I don't know what else to say other than Pray pray pray. Pray for:

-strength for us as we open our clinic doors again tomorrow. (sometimes that's the hardest part. We are ok when we are working, but the anticipation of knowing what's coming can be the worst.)

-rest for me and the rest of the team and the entire country. Every time I lay down I get scared and can feel the aftershocks. And when I do sleep I have earthquake dreams. We just had a pretty significant aftershock 10 minutes ago (8:30 our time here in Haiti), but I feel tremors almost every minute or so.

-Pray for peace and safety for those left in the cold tonight with no where to stay (its a very cold night considering that we are in Haiti.)

-Pray for those still buried that are alive and for the families of those that have not heard from their loved ones and those that have loved ones that have died.


I love you all. This has been a horrific 30 hours, but I know that the Lord is my rock and redeemer. He is my strength and my shield, and he is my strong tower that no earthquake can shake.



I will try and update tomorrow. Please send to all. feel free to update my facebook

Love you and I wish you were here to hug me!


P.S. If anyone has information about Gersan and Betty and their church and Pascal and Dorthy I would love to know that they are all alright.
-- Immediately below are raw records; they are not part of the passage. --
PR #803, opened 2026-06-21
NAPI, WASM: add `renderSvg`

kane50613:
## What

Expose the `takumi-svg` vector backend through both language bindings as a `renderSvg` method that returns an SVG document string.

| Binding | Signature |
| --- | --- |
| `@takumi-rs/core` (napi) | `renderSvg(node, options?, signal?): Promise<string>` |
| `@takumi-rs/wasm` | `renderSvg(node, options?): string` |

## Design

SVG is not modelled as another `OutputFormat` variant: it produces text, not a `Bitmap` encoding, and honours a different option subset. A separate method keeps each return type and option set honest — the most-specific type, with misuse made impossible rather than silently ignored.

`SvgRenderOptions` drops the raster-only knobs: `format`, `quality`, `lossless`, `dithering`, `drawDebugBorder`, `devicePixelRatio` (SVG is vector, so DPR is meaningless). The wasm TS type derives via `Omit<RenderOptions, ...>` to avoid duplicating field docs.

Out of scope: animation (the svg crate has no animation path) and a data-url helper.

## Tests

`renderSvg` parity test per binding: asserts well-formed `<svg>…</svg>` markup, viewport dimensions, and `timeMs`-driven keyframe resolution. Full suites green (napi 51, wasm 49); clippy clean on all three crates.

https://claude.ai/code/session_01PffFyJn2SZ3q1aSdLAyiBb

## Summary by CodeRabbit

* **New Features**
  * Added SVG rendering support with a new `renderSvg()` method on the Renderer class
  * Customize SVG output with the new `SvgRenderOptions` configuration for dimensions, fonts, images, and stylesheets

### DIFF
--- a/.changeset/render-svg-bindings.md
+++ b/.changeset/render-svg-bindings.md
@@ -1,0 +1,6 @@
+---
+"@takumi-rs/core": minor
+"@takumi-rs/wasm": minor
+---
+
+Add `renderSvg` to render a node tree to an SVG document string
--- a/Cargo.lock
+++ b/Cargo.lock
@@ -1576,6 +1576,7 @@ dependencies = [
  "serde",
  "takumi-core",
  "takumi-raster",
+ "takumi-svg",
 ]
 
 [[package]]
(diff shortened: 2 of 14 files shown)


kane50613:
@coderabbitai review

PR #910, opened 2026-07-05
Core: seal foreign types out of the public API

kane50613:
## Why

takumi-core ships as its own crate, but its public API leaked `taffy`, `parley`, and `tiny_skia` — anyone who only parses CSS or holds a node tree was dragged into depending on the layout engine's crates, and the surface couldn't reach a clean 2.0. A few properties also carried the wrong CSS initial value.

## What

- Gate the layout and paint engine (`layout::{tree,inline,border}`, `paint`, `scene`, `geometry`, `shadow`) behind an `unstable` feature that the backend crates enable. The default takumi-core API no longer names a foreign type — verified with `cargo public-api`. The ours-to-foreign `From` impls stay, now feature-gated, so no relocated conversion helpers are needed.
- Add `MaxSize` (`none`) and `Gap` (`normal`) value types so `max-width`/`max-height` and the gaps carry their real initial values. Rendering is unchanged: `none` resolves like the old unbounded default and `normal` computes to `0`, but both round-trip through `to_css`.
- `FontWeight::Absolute` holds an `f32` instead of a parley weight; `FontSynthesic` is renamed `FontSynthesisMode`; the stylesheet-parse and registered-font types are `#[non_exhaustive]`.
- `ImagesInput` had two incompatible public definitions — keep the base in `@takumi-rs/helpers`, re-export it from `takumi-js`, and rename the fetch-aware superset to `ManagedImagesInput`.

## Summary by CodeRabbit

* **New Features**
  * Added support for typed `gap` and `max-width`/`max-height` values, improving CSS round-tripping and layout handling.
  * Introduced a managed image input option for rendering, making remote image handling more consistent.
  * Exposed an optional `unstable` feature for advanced rendering/layout capabilities.

* **Bug Fixes**
  * Improved font-related styling and parsing consistency, including font synthesis, variations, and feature settings.
  * Updated error handling and selector parsing for more reliable stylesheet parsing.

### DIFF
--- a/.tegami/imagesinput-single-definition.md
+++ b/.tegami/imagesinput-single-definition.md
@@ -1,0 +1,13 @@
+---
+packages:
+  npm:takumi-js:
+    type: major
+---
+
+### Give `ImagesInput` one definition
+
+`takumi-js` and `@takumi-rs/helpers` each exported a different type named
+`ImagesInput`. The base shape now lives only in `@takumi-rs/helpers` and
+`takumi-js` re-exports it, so `ImagesInput` means the same thing everywhere. The
+fetch-aware superset that `render`/`renderSvg`/`renderAnimation` accept is now
+`ManagedImagesInput`.
--- a/.tegami/max-size-gap-initial-values.md
+++ b/.tegami/max-size-gap-initial-values.md
@@ -1,0 +1,15 @@
+---
+packages:
+  cargo:takumi-core:
+    type: minor
+  cargo:takumi:
+    type: major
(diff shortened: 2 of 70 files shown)


kane50613:
Superseding this approach. Sealing foreign types via `unstable`-gating treats the symptom; the root fix is encapsulating the core→backend boundary behind a core-owned type. Re-splitting into focused PRs: max-size/gap initial-values feature, the JS-surface fix, and the boundary encapsulation.

PR #927, opened 2026-07-07
Crate: fix decode/gradient/shadow panics and buffer-pool UB

kane50613:
## Why

Four render paths crash, hit undefined behavior, or over-allocate on hostile or degenerate input reachable from user CSS and author-influenced image URLs.

## What

- **Buffer pool bucket invariant**: an externally sized buffer released into the pool could later be `set_len` past its allocation (heap OOB write, UB). Release now buckets by the floor power of two the capacity guarantees, and `acquire_dirty` reserves before `set_len`.
- **Gradient stop snapping**: a gradient with more color stops than the LUT can hold panicked (`clamp` with `min > max`, then out-of-bounds indexing). The clamp is order-safe and the normalization passes stay within LUT bounds.
- **Shadow and blur sizing**: huge blur radii overflowed the `u32` shadow-buffer area, panicking or attempting a multi-GB allocation. Sizing uses saturating math and skips shadows above a 256 Mi-pixel budget.
- **Image decode limits**: decoders reject images beyond 8192x8192 (via `image::Limits` for PNG/JPEG, dimension checks for WebP) and GIFs beyond a total-frame pixel budget, stopping decode-bomb OOM. Documented in the images page.

Each fix ships with unit tests. Rendering output is unchanged for valid input.

## Summary by CodeRabbit

* **Bug Fixes**
  * Added pixel-budget protections to reject oversized images and decode-bomb GIFs, and capped decode dimensions to 8192×8192.
  * Fixed gradient color-stop LUT handling to prevent panics when stop counts exceed LUT capacity.
  * Improved blur and shadow/drop-shadow rendering by using overflow-safe sizing and rejecting unsafe/extreme shadow allocations.
  * Updated buffer pool behavior so released/dirty buffers use consistent power-of-two bucketing and aren’t grown beyond their allocation.
* **Documentation**
  * Documented the new image decode limits, including the GIF frame budget.

### DIFF
--- a/.tegami/buffer-pool-capacity-invariant.md
+++ b/.tegami/buffer-pool-capacity-invariant.md
@@ -1,0 +1,13 @@
+---
+packages:
+  "cargo:takumi-raster": patch
+  "cargo:takumi": patch
+  "npm:@takumi-rs/core": patch
+  "npm:@takumi-rs/wasm": patch
+---
+
+### Fix buffer pool bucket capacity invariant
+
+Release now buckets a buffer by the floor power of two its capacity guarantees,
+and `acquire_dirty` reserves before `set_len`. A pooled buffer can no longer be
+lengthened past its allocation.
--- a/.tegami/gradient-lut-stop-clamp.md
+++ b/.tegami/gradient-lut-stop-clamp.md
@@ -1,0 +1,12 @@
+---
+packages:
+  "cargo:takumi-core": patch
+  "cargo:takumi": patch
+  "npm:@takumi-rs/core": patch
+  "npm:@takumi-rs/wasm": patch
+---
+
+### Fix gradient stop snapping panic for oversized stop lists
+
+Gradients with more color stops than the LUT can hold no longer panic. The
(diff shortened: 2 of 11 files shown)


kane50613:
Review feedback addressed in 981e4439 and 359ed586:

- Native WebP now reads dimensions with `WebPGetInfo` and checks the pixel budget before `WebPDecodeRGBA`.
- GIF decoding applies the same `Limits` as PNG/JPEG via `set_limits` before iterating frames.
- `release_bucket_index` guards `capacity == 0`.
- Dropped the redundant `.min(u32::MAX as f32)` clamp (float-to-int `as` casts saturate).

Not taken:

- Test for the `acquire_dirty` reserve path: reaching it requires a collision in the clamped top bucket (capacity >= 2^31), so a unit test would allocate multiple GiB. The guard is a defensive invariant.
- Shared `resolve_shadow_dimensions` helper: the two sites derive padding differently (f32 blur extent vs u32 padding), so the extraction would obscure more than it saves.

PR #929, opened 2026-07-07
Raster: reuse per-scene state across animation frames

kane50613:
## Why
Each animation frame re-ran work that is invariant across frames of the same
scene: `render_sequence_at_time` deep-cloned the whole `RenderOptions` tree per
frame, and every frame rebuilt the font snapshot (cloning the font collection
and repopulating per-script fallback tables). A 30 fps timeline paid both costs
30 times per second for output that never changed.

## What
Add a private `PreparedScene` that snapshots each scene's fonts once and wraps
its images and stylesheet in shared `Rc` handles. The per-frame render now clones
only the node and bumps those refcounts instead of deep-cloning options and
re-snapshotting. Both animation entry points route through it: `render_animation`
(eager) and `write_animation` (streaming). The single-image `render` path keeps
snapshotting per call. Frame output is bit-identical; the 220 regenerated golden
`.html` files were macOS regen noise with zero `.webp`/`.svg` diffs.

Bench validation deferred to CI and reviewer per the no-heavy-local-builds
constraint.

## Summary by CodeRabbit

  * Animation rendering now reuses per-scene state across frames, reducing repeated work during sequential playback.
  * Frame generation now uses precomputed scene data for more efficient rendering.

* **Bug Fixes**
  * Animation output remains unchanged while improving how frame-by-frame scene data is handled.

### DIFF
--- a/.tegami/reuse-animation-frame-state.md
+++ b/.tegami/reuse-animation-frame-state.md
@@ -1,0 +1,13 @@
+---
+packages:
+  "cargo:takumi-raster": patch
+  "cargo:takumi": patch
+  "npm:@takumi-rs/core": patch
+  "npm:@takumi-rs/wasm": patch
+---
+
+### Reuse per-scene state across animation frames
+
+Compute each scene's font snapshot once and share its image and stylesheet
+handles across frames instead of re-snapshotting and deep-cloning the whole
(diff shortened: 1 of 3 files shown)


kane50613:
@coderabbitai review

I am praying for them, but if I could get specifics that would be great too. I heard that Gersan and Betty are ok, but not about my other friends and their church. Also if anyone has talked with those in Limbe I'd love to hear that too. I know that was probably far enough away that they are ok, but I'd still like to know.


The 2,000 pounds of medical supplies didn't come when I was there. Neither did the doctors. But thanks be to God, He supplied what we needed when we needed it. Whether it was bandages, gloves, small hands to fit in the only (tiny) gloves we had left, grace, peace, love, wisdom, or strength.